Молодежь же пансионата жила своей жизнью. Окульская луна была похожа на китайца, смакующего ласточкино гнездо, вылепленное словно театральная маска из перьев, карнизной побелки и слюнного птичьего мёда, сладкого и солёного, как дзефиреллиев фильм, коего печальнее на свете был лишь затрапезный кинотеатр во дворе круглого пансионатского корпуса, куда китайская луна являлась будто пятно от луча проектора с отбеленными монтекки-капулетти, пробивавшимися наружу с узкими глазами сквозь отсыревшую стенную известь как сквозь чистящее средство, которое за полтора сонета двенадцатизвёздочной выдержки так разбухало под костное и хитиновое потрескивание четырёх с половиной (племянница киномеханика) усаженных мест, что хватало бы на бледный Нойшванштайн, где никогда не видно солнца. К утру Ян сочинял для Клары Айгуль шелковые стихи, ставшие столь же непроницаемыми, как кокон подводной лодки, откуда набережная жена преждевременно выколупывает бледного мужа, словно недозрелую личинку будущей нервно-облачной анемоны — жадного радара шагов прибоя, учившего древних греков их ямбам и хореям. Особенно он был в ударе после коротких, частых окульскими ночами, дождей. Так было и той ночью, через несколько дней после их приезда в пансионат Пржевальского: Испей дождя! — душевным кипяточком ты утолилась, жёнушка-лягушка? Поможет земноводный смех досрочно отбросить лапки пред игольным ушком тех лакмусовых царств, где тонкая копейка чешуйчатую нитку нижет в бисер из раковин хмельных, как брачные жалейки, бессильные уж сдуть фиговый листик.

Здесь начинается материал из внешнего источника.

PR #1413, opened 2025-07-11
Fixing DeleteFolder stalling issue where high CPU usage can cause timeouts

animesh-g:
RCA - 
In case of HNS, Folders are deleted in Bottom up BFS(breadth first search) manner and it gets timed out after a minute if it doesn't find any more folder to delete in the queue. If a folder has high amount of subfolders and/or thread scheduling is slow due to high CPU usage , it may take longer than a minute to delete all child folders before moving to the parent one. We found one of such failures in the [CI pipeline](https://screenshot.googleplex.com/6YpYaDrt4zqESsW) as well as some users have reported the same. Initially it was attributed to the network congestion but that is ruled out after above CI pipeline failed in a unit test with mock implementation of network request. 

It is a follow up after https://github.com/GoogleCloudDataproc/hadoop-connectors/pull/1396 fix.

Summary of changes -
- Add a new method in `BatchExecutor` to detect idle threads
- Stop throwing exception if poll expires on the blocking queue. Instead of throw exception when ThreadPoolExecuter reaches an Idle state with some folders still pending to delete.
- A minor correction is spelling of `addToBatchExecutorQueue` method.
- Always shutdown ThreadPoolExecuter even in case of exceptions to avoid resource leaks
- Changed computeChildrenForFolderResource method to private

See [bug](https://buganizer.corp.google.com/issues/425906826) for more details.

Note: Once a recursive delete API is available in GCS for HNS bucket, we can replace this implementation with a much more simpler one.


gcsio/src/main/java/com/google/cloud/hadoop/gcsio/DeleteFolderOperation.java
```diff
@@ -134,7 +139,8 @@ public KeySetView<IOException, Boolean> getAllExceptions() {
   /** Gets the head from the blocking queue */
   private FolderInfo getElementFromBlockingQueue() throws InterruptedException {
     try {
-      return folderDeleteBlockingQueue.poll(1, TimeUnit.MINUTES);
+      // Average latency of DeleteFolder is around 200 ms.
+      return folderDeleteBlockingQueue.poll(200, TimeUnit.MILLISECONDS);
```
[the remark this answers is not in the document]
animesh-g: Explained in the comment.

gcsio/src/main/java/com/google/cloud/hadoop/gcsio/BatchExecutor.java
```diff
@@ -102,6 +102,22 @@ private static <T> void execute(Callable<T> task, FutureCallback<T> callback) th
...
+   * stalling issues in the jobs.
+   */
+  public boolean isIdle() {
+    if (requestsExecutor instanceof ThreadPoolExecutor) {
+      ThreadPoolExecutor executor = (ThreadPoolExecutor) requestsExecutor;
+      // Thread's idle if no threads are active and the work queue is empty.
+      return executor.getActiveCount() == 0 && executor.getQueue().isEmpty();
+    }
+    // The executor is the instance of a DirectExecutorService, it is always idle because there are
+    // no child
```
ajayky-os: nit: unnecessary line break in comment

gcsio/src/test/java/com/google/cloud/hadoop/gcsio/BatchExecutorTest.java
```diff
@@ -54,6 +57,48 @@ public void queue_throwsException_afterShutdownCalled() throws IOException {
         .startsWith("requestExecutor should not be terminated to queue request");
   }
 
+  @Test
+  public void isIdle_forThreadPoolExecutor_returnsCorrectState() throws Exception {
```
ajayky-os: Unit tests tend to follow a very regular 3-block structure (arrange, act and assert). In simple cases, blank lines can be used to make the boundaries between the blocks clear within a single test. However, when blocks are complex enough to need blank lines within themselves, you can use section comments like `Given [a description of a situation]`, `When [a feature is exercised]`, `"Then [something is the case]` at the start of the block to make the boundaries clear.

gcsio/src/test/java/com/google/cloud/hadoop/gcsio/BatchExecutorTest.java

Стихи назывались лакмусовыми, и должны были помочь проявить отношение Клары Айгуль к Яну. Но когда утром он пришел в её корпус, Клары Айгуль не было.
ГАЛАТЕЯ
Прибывающий состав, исхлестанный югом, как штакетник, начал вставлять побитую лестницу в аляповатый скворечник таксидермичного полустанка "Окуль", состоящий из расплюснутых рёбер фронтонных маскаронов, лебедей да грифонов, что понукали свою известковую кровь, высунув язык над перроном, где, точно сухой лёд из вагонетки мороженщицы, слегка дымилась новоприбывшая бабка. Скорлупка каждой её клеточки затрещала, когда Сольмеке, подбежав к встречающим, жилистыми кулачками застучала по груди Дмитрия Патрикеевича, иногда попадая и по Яну: — Разве я не говорила, что её нельзя вывозить из Юмеи? Разве ты не видел, какой она стала, когда ты повез её из Сюгура на дальнее джайляу? И как я загнала колхозную кобылу, догоняя вас?!